Un pendolare sale sul treno nella stazione di Asso-Canzo, capolinea della linea Milano-Asso (Foto by Stefano Bartesaghi)

Asso, tutti contro Trenord

«Ridateci i treni per Milano»

La protesta del Comitato Pendolari contro i “buchi” di due ore tra capolinea della tratta e la stazione di Erba sostituiti con i pullman fa breccia nei candidati sindaco del paese

Il tema dei collegamenti ferroviari fra Asso a Milano irrompe nella campagna elettorale per le elezioni amministrative. Giovedì 17 settembre il Comitato pendolari ha inviato una lettera a tutti gli amministratori lamentando in particolare la riduzione delle corse nel tratto compreso fra Asso-Erba: segnalano buchi di due ore al mattino e al pomeriggio (7.33-9.33 e 17.03-19.03) in direzione Milano, e fra le 15.09 e le 17.09 in direzione Asso. I candidati sindaci chiedono di ripristinare le corse per offrire un servizio adeguato, anche perché utilizzando i bus i tempi di percorrenza si allungano eccessivamente. «Sul nostro territorio ci sono tantissimi pendolari - osserva Roberto Melchiorre - e la stazione di Asso e un punto di riferimento per tutta la Valassina, questi tagli sono drammatici. Il servizio deve funzionare al meglio e in modo capillare. Senza contare che i buchi interessano anche fasce orarie critiche, a partire da quella compresa fra le 7.33 e le 9.33. Si parla tanto di mobilità sostenibile, ma per lasciare le automobili in garage servono trasporti pubblici efficienti». Anche Ivano Corà si schiera a fianco del Comitato pendolari Milano-Asso.

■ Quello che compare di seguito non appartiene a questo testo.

PR #3886, opened 2018-02-11
Various requirements.txt related changes

bauerj:
This will:

* Merge #3545 
* Move requirements.txts to contrib/requirements
* Introduce a requirements-binaries.txt which contains requirements exclusive for our binaries
* Freezes versions for the remaining packages in Wine/macOS builds


SomberNight:
One last thing; it would be nice to include pycryptodomex in the linux binaries. :P

PR #3887, opened 2018-02-11
Workaround for PyBlake2 build issues

bauerj:
This is a workaround for the issue described in #3871.

It will install a binary wheel of pyblake2 instead of the source package. Hopefully they will distribute the wheels themselves in the future.


bauerj:
There is also #3873 to fix the same issue but I don't like that approach since it complicates the build and introduces new error possibilities.

SomberNight:
I think this is a better solution than https://github.com/spesmilo/electrum/pull/3873 because of being a lot simpler. But as @bauerj said, it would be best if we didn't have to use our own binary rather there would be an "official" one.

SomberNight:
This workaround was removed in https://github.com/spesmilo/electrum/commit/6ab1ba52b05e0cd454ac0a513fc3cd44653a31f8#diff-76154fa219ee4d9785f711a5cf36b462
It's no longer needed.

PR #3893, opened 2018-02-12
Prevent crash after pressing "spend max"

Rav3nPL:
Error log w/o this change
```
  File "/home/rav3n/electrum/gui/qt/main_window.py", line 1232, in spend_max
    self.do_update_fee()
  File "/home/rav3n/electrum/gui/qt/main_window.py", line 1293, in do_update_fee
    size = tx.estimated_size()
  File "/home/rav3n/electrum/lib/util.py", line 226, in <lambda>
    return lambda *args, **kw_args: do_profile(func, args, kw_args)
  File "/home/rav3n/electrum/lib/util.py", line 222, in do_profile
    o = func(*args, **kw_args)
  File "/home/rav3n/electrum/lib/transaction.py", line 866, in estimated_size
    weight = self.estimated_weight()
  File "/home/rav3n/electrum/lib/transaction.py", line 914, in estimated_weight
    total_tx_size = self.estimated_total_size()
  File "/home/rav3n/electrum/lib/transaction.py", line 896, in estimated_total_size
    return len(self.serialize(True)) // 2 if not self.is_complete() or self.raw is None else len(self.raw) // 2  # ASCII hex string
  File "/home/rav3n/electrum/lib/transaction.py", line 810, in serialize
    nLocktime = int_to_hex(self.locktime, 4)
  File "/home/rav3n/electrum/lib/bitcoin.py", line 212, in int_to_hex
    return rev_hex(s)
  File "/home/rav3n/electrum/lib/bitcoin.py", line 205, in rev_hex
    return bh2u(bfh(s)[::-1])
ValueError: non-hexadecimal number found in fromhex() arg at position 6
Aborted
```

### DIFF
--- a/lib/bitcoin.py
+++ b/lib/bitcoin.py
@@ -208,6 +208,7 @@ def rev_hex(s):
 def int_to_hex(i, length=1):
     assert isinstance(i, int)
     s = hex(i)[2:].rstrip('L')
+    s = s.lstrip('0x')
     s = "0"*(2*length - len(s)) + s
     return rev_hex(s)
 


lib/bitcoin.py
```diff
@@ -208,6 +208,7 @@ def rev_hex(s):
 def int_to_hex(i, length=1):
     assert isinstance(i, int)
     s = hex(i)[2:].rstrip('L')
+    s = s.lstrip('0x')
```
SomberNight: `hex(i)[2:]` is trying to do the same thing above. what is `i` in your malformed case?

SomberNight:
What commit were you on when producing the crash?

Rav3nPL:
On commit https://github.com/akcelerator/electrum/commit/0dfaf9b97013ce9221bc8589ad806e52643e727d
Trying to reproduce it now, but can not...
Added some logging and it is cutting 0x properly w/o my line.
Maybe it somehow get negative value?

SomberNight:
Note: You can get an almost identical trace to appear in the log on current master (but the exception is caught) if you set `Amount` to an absurdly large number.

SomberNight:
Can't reproduce and present change would probably not fix it anyway.

Issue #3884, opened 2018-02-11
Add support for Importing Testnet master keys (tpub/tprv)


vzelenko:
There is no (apparent to me) way to restore a testnet wallet from exported public or private key.

I am able to "import" a Testnet deterministic wallet by importing "word phrase", which is a sufficient workaround for me.  I can also import a non-deterministic wallet using Private/Public key.  

Looking at the "keystore.py" code, Xpub logic does not account for testnet types...

If no one has the bandwidth to make the changes, perhaps expanding the docs with instructions on how to import the Testnet wallets would be helpful.

ecdsa:
yes, we need to switch back to t,u,v letters for testnet.

SomberNight:
Related: https://github.com/spesmilo/electrum/issues/3539

Issue #3539, opened 2017-12-17
Electrum standard wallet on testnet give a xpub (3.0.3)


NicolasDorier:
If you create a wallet on testnet with 3.0.3, the master seed is a xpub instead of tpub.

ecdsa:
This is expected, see the 3.00 release notes.

I decided to use the bip32 version bits to encode the script type, and not the network, because there are potentially an infinity of networks and altcoins, so that does not scale. however, it seems that some wallets want to use letters {t,u,v} for testnet. I am open to such a change.

SomberNight:
[Samourai-Wallet](https://github.com/Samourai-Wallet/bitcoinj/commit/52f03cfb134728b854c3946d9f764ccb3407fb94) seems to be using t/u/v for testnet.

Besides them, ypub/zpub has also been adopted by at least [blockonomics.co](https://blog.blockonomics.co/a-segwit-blockexplorer-47cd516dd8c5), [Trezor](https://blog.trezor.io/explore-the-new-send-dialogue-in-trezor-wallet-feae1253443a), and your [BTCPay](https://github.com/btcpayserver/btcpayserver/commit/24ce325e3117a5f9791672ca9940f11e98ed4baf).

I guess it would be nice to reach a consensus whether to use separate version bytes for testnet. I guess it could be {t, u, U, v, V} in addition to [{x, y, Y, z, Z}](https://github.com/spesmilo/electrum/blob/3851e78454f559ec4368a4b04dd61c2b9a1f9dc1/lib/bitcoin.py#L56-L69).

shivaenigma:
I also prefer different prefixes for testnet. Few reasons:

- Visual identification: I have multiple xpubs, lying around, I don't want to keep another table tracking if this is tesnet/mainet
- Users may try to recover/import testnet xprv into mainnet (or vice versa) and not find the funds
- Sharing of xpub/xprv account with merchants to receive recurring funds or other such workflows. Incorrect derivation can lead to funds going to the wrong address

If we are worrying about running out of letters, we can go back from _t_ :smirk: 
_{t,s,r,...}_

ecdsa:
let me add @SamouraiDev to this conversation

SamouraiDev:
For our internal TestNet version of Samourai, we are using 0x044A5262 for 'upub' and 0x044A4E28 for 'uprv'.

We display 'ypub' in Samourai and accept them in Sentinel (from Samourai, Trezor & Ledger).

[...]

PR #3898, opened 2018-02-13
bip32 version numbers (xpub headers): use t/u/U/v/V for testnet

SomberNight:
Based on https://github.com/spesmilo/electrum/issues/3539, it seems some people want (or use already) separate version bytes for testnet (mostly upub; besides tpub obviously). No one had a strong opinion against this; hence to try to be compatible with other wallets/services, we too can distinguish networks.

This PR changes bip32 extended key version bytes for testnet to use `{t,u,U,v,V}|{pub,prv}`.

The constants for `u` and `v` are what [Samourai-Wallet](https://github.com/Samourai-Wallet/bitcoinj/commit/52f03cfb134728b854c3946d9f764ccb3407fb94) and [iancoleman's website](https://github.com/iancoleman/bip39/blob/fcc7d121097189600a14d5f8247735cc88a9dbb2/src/js/segwit-parameters.js#L38) uses (only `u` is defined on the latter).

I could not find constants for `U` and `V`, so I calculated them myself.

Closes: https://github.com/spesmilo/electrum/issues/3884

### DIFF
--- a/lib/bitcoin.py
+++ b/lib/bitcoin.py
@@ -47,28 +47,6 @@ def read_json(filename, default):
     return r
 
 
-
-
-# Version numbers for BIP32 extended keys
-# standard: xprv, xpub
-# segwit in p2sh: yprv, ypub
-# native segwit: zprv, zpub
-XPRV_HEADERS = {
-    'standard': 0x0488ade4,
-    'p2wpkh-p2sh': 0x049d7878,
-    'p2wsh-p2sh': 0x295b005,
-    'p2wpkh': 0x4b2430c,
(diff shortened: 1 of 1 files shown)


SomberNight:
Note that if we don't want to break existing (Electrum) testnet wallet files, we could add a new storage version and corresponding version upgrade.
Maybe this is not worth it though; this is testnet afterall. Users can recreate wallets from seed words; or advanced users can change the version bytes and recalc the checksum.

ecdsa:
it's fine to break testnet :)

Issue #3904, opened 2018-02-14
Importing contacts fails if source wallet is fully encrypted


AbdussamadA:
So first of all the procedure for importing contacts is a little unintuitive. You can't export contacts only import them and the way to import them apparently is by selecting the wallet file you want to import from. If that wallet has full wallet encryption then importing fails silently. Even when running electrum with the -v option there are no error messages displayed. def import_file in contacts.py [just returns](https://github.com/spesmilo/electrum/blob/master/lib/contacts.py#L55) when the json in the file doesn't validate. Ideally it should prompt for the wallet password, decrypt it and then import the contacts.

SomberNight:
I can offer https://github.com/spesmilo/electrum/commit/909c063eb1922d0a7e4b61d5538cb5b34edbf1e7 for now. The actual implementation of importing from an encrypted wallet is up for grabs.

PR #3910, opened 2018-02-15
Added exporting contacts

AbdussamadA:
Export contacts just like labels

### DIFF
--- a/gui/qt/contact_list.py
+++ b/gui/qt/contact_list.py
@@ -54,10 +54,10 @@ class ContactList(MyTreeWidget):
         self.parent.set_contact(item.text(0), item.text(1))
 
     def import_contacts(self):
-        import_meta_gui(self.parent, 'contacts', self.parent.contacts.import_file, self.on_update)
+        import_meta_gui(self.parent, _('contacts'), self.parent.contacts.import_file, self.on_update)
 
     def export_contacts(self):
-        export_meta_gui(self.parent, 'contacts', self.parent.contacts.export_file)
+        export_meta_gui(self.parent, _('contacts'), self.parent.contacts.export_file)
 
     def create_menu(self, position):
         menu = QMenu()
--- a/gui/qt/contact_list.py
+++ b/gui/qt/contact_list.py
@@ -23,6 +23,8 @@
 # CONNECTION WITH THE SOFTWARE OR THE USE OR OTHER DEALINGS IN THE
 # SOFTWARE.
 import webbrowser
+import os
+import json
 
 from electrum.i18n import _
 from electrum.bitcoin import is_address
@@ -33,7 +35,7 @@ from PyQt5.QtCore import *
 from PyQt5.QtWidgets import (
     QAbstractItemView, QFileDialog, QMenu, QTreeWidgetItem)
 from .util import MyTreeWidget
-import os, json
+
 
 class ContactList(MyTreeWidget):
     filter_columns = [0, 1]  # Key, Value
@@ -51,7 +53,7 @@ class ContactList(MyTreeWidget):
         if column == 0:  # Remove old contact if renamed
             self.parent.contacts.pop(prior)
         self.parent.set_contact(item.text(0), item.text(1))
-       
+
     def import_contacts(self):
         filename = self.parent.getOpenFileName(_("Open contacts file"), "*.json")
         if not filename:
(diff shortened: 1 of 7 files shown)


AbdussamadA:
this is for #3904

gui/qt/contact_list.py
```diff
@@ -33,7 +33,7 @@
 from PyQt5.QtWidgets import (
     QAbstractItemView, QFileDialog, QMenu, QTreeWidgetItem)
 from .util import MyTreeWidget
-
+import os, json
```
bauerj: Please follow [PEP8](https://www.python.org/dev/peps/pep-0008/#imports) for the import order:

> Imports should be grouped in the following order:
>
> 1. standard library imports
> 2. related third party imports
> 3. local application/library specific imports

So this should be moved up to `import webbrowser`.

AbdussamadA: done

lib/contacts.py
```diff
@@ -63,6 +64,14 @@ def import_file(self, path):
         self.update(d)
         self.save()
 
+    def export_file(self, fileName):
+        try:
+            with open(fileName, 'w+') as f:
+                json.dump(self, f, indent=4, sort_keys=True)
+        except (IOError, os.error) as reason:
+            traceback.print_exc(file=sys.stderr)
+            raise reason
```
SomberNight: Not sure how much sense it makes to catch these exception and just re-raise them like this, here.
Could you maybe do it similar to `import_file`? Define `FileExportFailed` and raise that here.

lib/contacts.py
```diff
@@ -63,6 +64,14 @@ def import_file(self, path):
         self.update(d)
         self.save()
 
+    def export_file(self, fileName):
+        try:
+            with open(fileName, 'w+') as f:
+                json.dump(self, f, indent=4, sort_keys=True)
```
SomberNight: btw you can add a "success" pop-up as you originally did, I think that's a good idea. A clean way to do it is with a `try-except-else`, in the `else` branch. If you do, add that to that importing too. :P

gui/qt/contact_list.py
```diff
@@ -63,12 +64,22 @@ def import_contacts(self):
...
         self.on_update()
 
+    def export_contacts(self):
+        filename = self.parent.getSaveFileName(_("Select file to save your contacts"), 'electrum_contacts.json', "*.json")
+        if  not filename:
+            return
+        try:
+            self.parent.contacts.export_file(filename)
+        except (IOError, os.error) as reason:
+            self.parent.show_critical(_("Electrum was unable to export your contacts.") + "\n" + str(reason))
```
SomberNight: btw you can add a "success" pop-up as you originally did, I think that's a good idea. A clean way to do it is with a `try-except-else`, in the `else` branch. If you do, add that to that importing too. :P
(deleted the other comment regarding this, it was at the wrong pos.)

lib/contacts.py
```diff
@@ -54,15 +55,23 @@ def import_file(self, path):
         try:
             with open(path, 'r') as f:
                 d = self._validate(json.loads(f.read()))
-        except json.decoder.JSONDecodeError:
+        except ValueError:
```
SomberNight: What's the reason for this change?

lib/contacts.py
```diff
@@ -54,15 +55,23 @@ def import_file(self, path):
...
             traceback.print_exc(file=sys.stderr)
-            raise FileImportFailedEncrypted()
+            raise FileImportFailedInvalidJSON()
```
SomberNight: You are right, the file might not be encrypted, all we know is that JSON decoding failed. `FileImportFailedEncrypted` was just a guess. However I don't think we should start introducing all kinds of  `File*Failed*` exceptions. 
How about keeping only `FileImportFailed` and `FileExportFailed`, and extending `FileImportFailed` with a message the same way you have done for `FileExportFailed`?

lib/contacts.py
AbdussamadA: https://stackoverflow.com/a/44714607/672396

lib/contacts.py
AbdussamadA: ok will do. also shall i do this same treatment for invoices? invoices are payment requests right?

AbdussamadA: yes they are the same as payment requests. i'll do invoice exporting as well.

SomberNight: Invoices are what you should pay; i.e. the stuff at the bottom of the `Send` tab (when visible).

lib/contacts.py
SomberNight: Ok. Can you add a comment that reflects this? like `# backwards compatibility for JSONDecodeError ` or similar

PR #3911, opened 2018-02-15
Build: Pyinstaller installation

bauerj:
This changes the macOS build script to use our patched pyinstaller. Also, its installation in the Wine build scripts is simplified.


SomberNight:
Looks good.

But; so that reproducible builds would stay reproducible some time after a release, maybe we should pin the exact commit of pyinstaller?

PR #3922, opened 2018-02-18
network: test genesis hash of interface/server

SomberNight:
testnet_servers
atm testnet servers are reporting some mainnet servers among their peers.
Testnet clients connect to the mainnet servers too and then don't disconnect.

### DIFF
--- a/lib/network.py
+++ b/lib/network.py
@@ -714,6 +714,8 @@ class Network(util.DaemonThread):
         interface.mode = 'default'
         interface.request = None
         self.interfaces[server] = interface
+        # ask for genesis hash first and disconnect if unexpected
+        self.request_header(interface, 0)
         self.queue_request('blockchain.headers.subscribe', [], interface)
         if server == self.default_server:
             self.switch_to_interface(server)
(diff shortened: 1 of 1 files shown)


ecdsa:
I cannot reproduce the issue. do you still have it?

SomberNight:
If it happens once, `recent_servers` gets "corrupted" and it will happen all the time; so yes, it still happens with that datadir :P

ecdsa:
earlier versions of the code requested the genesis block
I removed it because it creates an unnecessary request.
The client should be able to figure out it is not on the right chain and disconnect.

In your screenshot, if your client is connected to mainnet servers, why are they not in the list?

SomberNight:
> if your client is connected to mainnet servers, why are they not in the list?

On testnet currently:
```
>> network.get_interfaces()
['kirsche.emzy.de:50002:s', 'electrum.poorcoding.com:50002:s', 'testnet.qtornado.com:51002:s', 'node.arihanc.com:50002:s', 'E-X.not.fyi:50002:s', 'testnet.hsmiths.com:53012:s', '88.198.43.231:50002:s', 'electrumx.kekku.li:51002:s', 'electrum.achow101.com:50002:s', 'tardis.bauerj.eu:50002:s']

>> [(k, [interface.server for interface in v]) for (k,v) in network.get_blockchains().items()]
[(0, ['testnet.qtornado.com:51002:s', 'testnet.hsmiths.com:53012:s', 'electrumx.kekku.li:51002:s'])]
```

The list is populated with interfaces that are associated with `network.get_blockchains()`; it seems only testnet servers are such.
https://github.com/spesmilo/electrum/blob/b7b592fd6eb59049896ec644bdfb86cc7bf1685b/gui/qt/network_dialog.py#L103-L119
The total count displayed is `len(self.network.get_interfaces())`, which includes both testnet and mainnet servers.
https://github.com/spesmilo/electrum/blob/b7b592fd6eb59049896ec644bdfb86cc7bf1685b/gui/qt/network_dialog.py#L353-L355

ecdsa:
yes, ok, that's normal.
the issue is that mainnet servers are not disconnected.

ecdsa:
a wrong parameter was passed to connection_down, see my commit.

It might make sense for servers to send the genesis block hash during the handshake (server.version), so that clients can disconnect faster from altcoin servers. However, I do not want to add an extra genesis block request after the handshake, because it would waste time, such a request will be useless 99% of the time, and also because asking for the genesis block is not robust to attacks, and ineffective in the case of bitcoin forks.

Il pullman sostitutivo dei treni che collega in alcune fasce orarie  la stazione di Erba con il capolinea di Asso, e viceversa

Il pullman sostitutivo dei treni che collega in alcune fasce orarie la stazione di Erba con il capolinea di Asso, e viceversa
(Foto by Stefano Bartesaghi)

«Mi associo alle richieste dei pendolari e dei nostri ragazzi che vanno a Milano per motivi di studio. Il tratto Asso-Erba è già stato penalizzato per mesi con la soppressione di alcune corse alla fermata di Caslino d’Erba, una scelta che mi diede molto fastidio: anziché andare avanti, sembra che facciamo passi indietro. Non ci si lamenti poi se le persone sono costrette a utilizzare le macchine: ridurre l’inquinamento è importante, ma devono esserci le condizioni per poterlo fare». Per Maria Grazia Masciadri le lamentele degli utenti sono ampiamente condivisibili e il problema va risolto. «Asso non deve perdere treni - dice - su questo punto siamo completamente d’accordo con il Comitato. Bisogna farsi sentire, ma non può farlo da solo il futuro sindaco di Asso (chiunque verrà eletto): i sindaci del territorio devono parlare con una voce sola, in questo modo l’istanza avrà maggior peso». Senza contare, conclude, «che il tema va al di là dei confini e degli schieramenti politici». Solidarietà al Comitato pendolari Milano-Asso arriva anche da parte di Tiziano Aceti. «Nel caso fossimo noi ad amministrare il paese - dice il candidato sindaco - da parte mia e del mio gruppo garantisco l’impegno a cercare un accordo nell’interesse dei viaggiatori e dei pendolari che meritano un servizio efficiente, attivandoci presso gli uffici competenti». L’appello dei pendolari ai politici, insomma, ha colto nel segno anche nell’unico paese della tratta compresa fra Asso ed Erba che andrà al voto il prossimo fine settimana. La lettera è stata inviata anche ai consiglieri regionali di riferimento per il territorio: «Ancora una volta - commenta Angelo Orsenigo del Pd - ci troviamo davanti al disinteresse di Trenord per i nostri pendolari. Chiedo che l’assessore Terzi risponda in audizione trasporti al più presto, per rispetto dei tanti utenti che ogni giorno devono muoversi con i mezzi pubblici».